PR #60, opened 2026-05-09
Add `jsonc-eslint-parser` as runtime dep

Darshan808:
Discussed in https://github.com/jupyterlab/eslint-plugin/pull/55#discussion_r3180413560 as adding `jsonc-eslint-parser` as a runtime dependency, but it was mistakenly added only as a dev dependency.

━━━━

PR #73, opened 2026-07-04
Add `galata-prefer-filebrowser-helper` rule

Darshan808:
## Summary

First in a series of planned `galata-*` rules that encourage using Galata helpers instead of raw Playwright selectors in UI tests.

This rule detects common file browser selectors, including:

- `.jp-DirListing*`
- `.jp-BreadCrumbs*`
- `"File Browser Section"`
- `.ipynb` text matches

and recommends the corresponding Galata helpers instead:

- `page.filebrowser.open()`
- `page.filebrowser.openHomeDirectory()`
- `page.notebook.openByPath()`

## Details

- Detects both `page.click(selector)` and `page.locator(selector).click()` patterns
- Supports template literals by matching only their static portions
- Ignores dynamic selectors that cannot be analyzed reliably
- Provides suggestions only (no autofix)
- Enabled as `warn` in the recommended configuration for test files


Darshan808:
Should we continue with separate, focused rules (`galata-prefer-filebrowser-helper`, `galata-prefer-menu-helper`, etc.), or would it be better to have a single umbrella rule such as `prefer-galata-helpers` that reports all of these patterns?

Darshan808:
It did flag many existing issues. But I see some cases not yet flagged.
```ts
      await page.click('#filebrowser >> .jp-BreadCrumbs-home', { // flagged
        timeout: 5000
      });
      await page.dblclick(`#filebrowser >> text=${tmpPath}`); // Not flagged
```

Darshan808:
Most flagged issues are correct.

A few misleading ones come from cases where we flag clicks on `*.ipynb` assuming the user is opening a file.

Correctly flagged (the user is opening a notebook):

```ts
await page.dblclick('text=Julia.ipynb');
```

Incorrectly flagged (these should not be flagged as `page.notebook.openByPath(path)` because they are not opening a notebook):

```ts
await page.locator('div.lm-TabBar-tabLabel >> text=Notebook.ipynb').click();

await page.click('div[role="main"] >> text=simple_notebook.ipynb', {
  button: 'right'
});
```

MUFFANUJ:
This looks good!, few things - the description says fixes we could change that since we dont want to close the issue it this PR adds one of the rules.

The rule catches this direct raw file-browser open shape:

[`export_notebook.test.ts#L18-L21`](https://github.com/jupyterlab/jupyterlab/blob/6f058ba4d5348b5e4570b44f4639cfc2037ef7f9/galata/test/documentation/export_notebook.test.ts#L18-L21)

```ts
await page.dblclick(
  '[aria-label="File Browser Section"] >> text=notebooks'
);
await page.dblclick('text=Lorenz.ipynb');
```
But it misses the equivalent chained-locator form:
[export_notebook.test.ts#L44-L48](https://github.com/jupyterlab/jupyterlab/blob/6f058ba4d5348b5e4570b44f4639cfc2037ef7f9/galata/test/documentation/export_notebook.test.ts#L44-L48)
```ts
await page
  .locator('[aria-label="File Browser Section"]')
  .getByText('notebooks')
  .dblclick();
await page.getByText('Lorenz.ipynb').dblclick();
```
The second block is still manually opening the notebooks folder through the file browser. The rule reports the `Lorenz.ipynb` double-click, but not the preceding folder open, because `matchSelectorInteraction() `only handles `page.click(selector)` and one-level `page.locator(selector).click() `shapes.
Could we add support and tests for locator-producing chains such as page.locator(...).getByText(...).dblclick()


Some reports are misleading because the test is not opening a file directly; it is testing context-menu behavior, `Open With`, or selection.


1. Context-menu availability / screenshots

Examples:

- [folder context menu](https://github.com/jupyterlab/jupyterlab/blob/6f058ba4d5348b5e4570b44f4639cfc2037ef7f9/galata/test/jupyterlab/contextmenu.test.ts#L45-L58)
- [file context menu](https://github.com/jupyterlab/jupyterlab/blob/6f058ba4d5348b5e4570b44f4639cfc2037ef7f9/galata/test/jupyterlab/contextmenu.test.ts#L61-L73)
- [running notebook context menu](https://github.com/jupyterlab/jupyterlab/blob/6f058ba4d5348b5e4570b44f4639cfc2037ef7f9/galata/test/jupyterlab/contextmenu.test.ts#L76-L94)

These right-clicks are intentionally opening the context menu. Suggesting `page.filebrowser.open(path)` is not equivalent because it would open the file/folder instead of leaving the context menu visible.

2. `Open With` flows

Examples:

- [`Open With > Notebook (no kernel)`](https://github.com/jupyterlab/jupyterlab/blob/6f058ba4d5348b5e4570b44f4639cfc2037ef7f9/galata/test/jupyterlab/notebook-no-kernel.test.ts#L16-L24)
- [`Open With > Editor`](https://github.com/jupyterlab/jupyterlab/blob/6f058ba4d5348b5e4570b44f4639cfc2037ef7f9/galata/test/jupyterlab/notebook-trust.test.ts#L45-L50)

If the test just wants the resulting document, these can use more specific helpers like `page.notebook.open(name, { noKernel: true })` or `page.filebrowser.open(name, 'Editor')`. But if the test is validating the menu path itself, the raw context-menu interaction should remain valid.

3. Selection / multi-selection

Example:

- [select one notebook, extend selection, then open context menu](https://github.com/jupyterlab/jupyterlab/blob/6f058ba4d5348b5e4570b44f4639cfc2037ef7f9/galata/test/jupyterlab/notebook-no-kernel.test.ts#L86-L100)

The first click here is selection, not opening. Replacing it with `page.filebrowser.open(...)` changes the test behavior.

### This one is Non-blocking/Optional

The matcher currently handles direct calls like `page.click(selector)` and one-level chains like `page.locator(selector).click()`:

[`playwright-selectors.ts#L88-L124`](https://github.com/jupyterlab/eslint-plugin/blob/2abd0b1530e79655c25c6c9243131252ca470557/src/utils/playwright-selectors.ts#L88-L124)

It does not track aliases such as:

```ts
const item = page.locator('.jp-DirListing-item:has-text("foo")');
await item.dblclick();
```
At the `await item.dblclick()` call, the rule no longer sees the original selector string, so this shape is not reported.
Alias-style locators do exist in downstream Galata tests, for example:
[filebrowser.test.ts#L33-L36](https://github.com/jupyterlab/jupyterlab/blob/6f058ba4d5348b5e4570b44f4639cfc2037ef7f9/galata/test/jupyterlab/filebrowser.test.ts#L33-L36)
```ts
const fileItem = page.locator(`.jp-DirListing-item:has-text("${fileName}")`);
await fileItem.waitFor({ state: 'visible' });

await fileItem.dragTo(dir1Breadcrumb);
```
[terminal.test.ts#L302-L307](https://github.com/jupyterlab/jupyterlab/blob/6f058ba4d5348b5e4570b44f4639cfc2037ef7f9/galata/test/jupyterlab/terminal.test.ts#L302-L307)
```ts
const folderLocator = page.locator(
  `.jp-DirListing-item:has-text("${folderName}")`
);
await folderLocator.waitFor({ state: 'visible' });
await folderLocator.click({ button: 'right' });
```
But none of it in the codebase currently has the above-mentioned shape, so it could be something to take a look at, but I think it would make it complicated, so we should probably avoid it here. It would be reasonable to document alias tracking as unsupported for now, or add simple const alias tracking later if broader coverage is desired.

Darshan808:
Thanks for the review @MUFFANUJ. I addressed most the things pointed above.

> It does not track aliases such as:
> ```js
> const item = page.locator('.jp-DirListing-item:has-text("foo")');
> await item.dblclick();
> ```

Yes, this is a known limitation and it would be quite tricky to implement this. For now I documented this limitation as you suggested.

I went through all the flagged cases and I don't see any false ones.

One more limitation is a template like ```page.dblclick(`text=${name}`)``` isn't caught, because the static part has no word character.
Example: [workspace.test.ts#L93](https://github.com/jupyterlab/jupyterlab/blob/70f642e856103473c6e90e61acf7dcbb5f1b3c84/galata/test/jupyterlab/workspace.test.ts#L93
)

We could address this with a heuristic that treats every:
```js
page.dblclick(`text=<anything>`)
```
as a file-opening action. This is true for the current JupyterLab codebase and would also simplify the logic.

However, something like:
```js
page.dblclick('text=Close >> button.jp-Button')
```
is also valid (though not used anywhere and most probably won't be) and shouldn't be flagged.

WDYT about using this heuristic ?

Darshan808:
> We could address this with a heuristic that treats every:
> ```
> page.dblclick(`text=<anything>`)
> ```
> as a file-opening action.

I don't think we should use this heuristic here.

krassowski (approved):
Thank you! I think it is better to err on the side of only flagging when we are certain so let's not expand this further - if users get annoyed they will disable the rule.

━━━━

TASK BRIEF: For this exercise, repeat exactly the lines of the data above from the one with "is also valid" down to the one with "Thank you! I", both end lines included.

SOLUTION TO THIS EXERCISE:
is also valid (though not used anywhere and most probably won't be) and shouldn't be flagged.

WDYT about using this heuristic ?

Darshan808:
> We could address this with a heuristic that treats every:
> ```
> page.dblclick(`text=<anything>`)
> ```
> as a file-opening action.

I don't think we should use this heuristic here.

krassowski (approved):
Thank you! I think it is better to err on the side of only flagging when we are certain so let's not expand this further - if users get annoyed they will disable the rule.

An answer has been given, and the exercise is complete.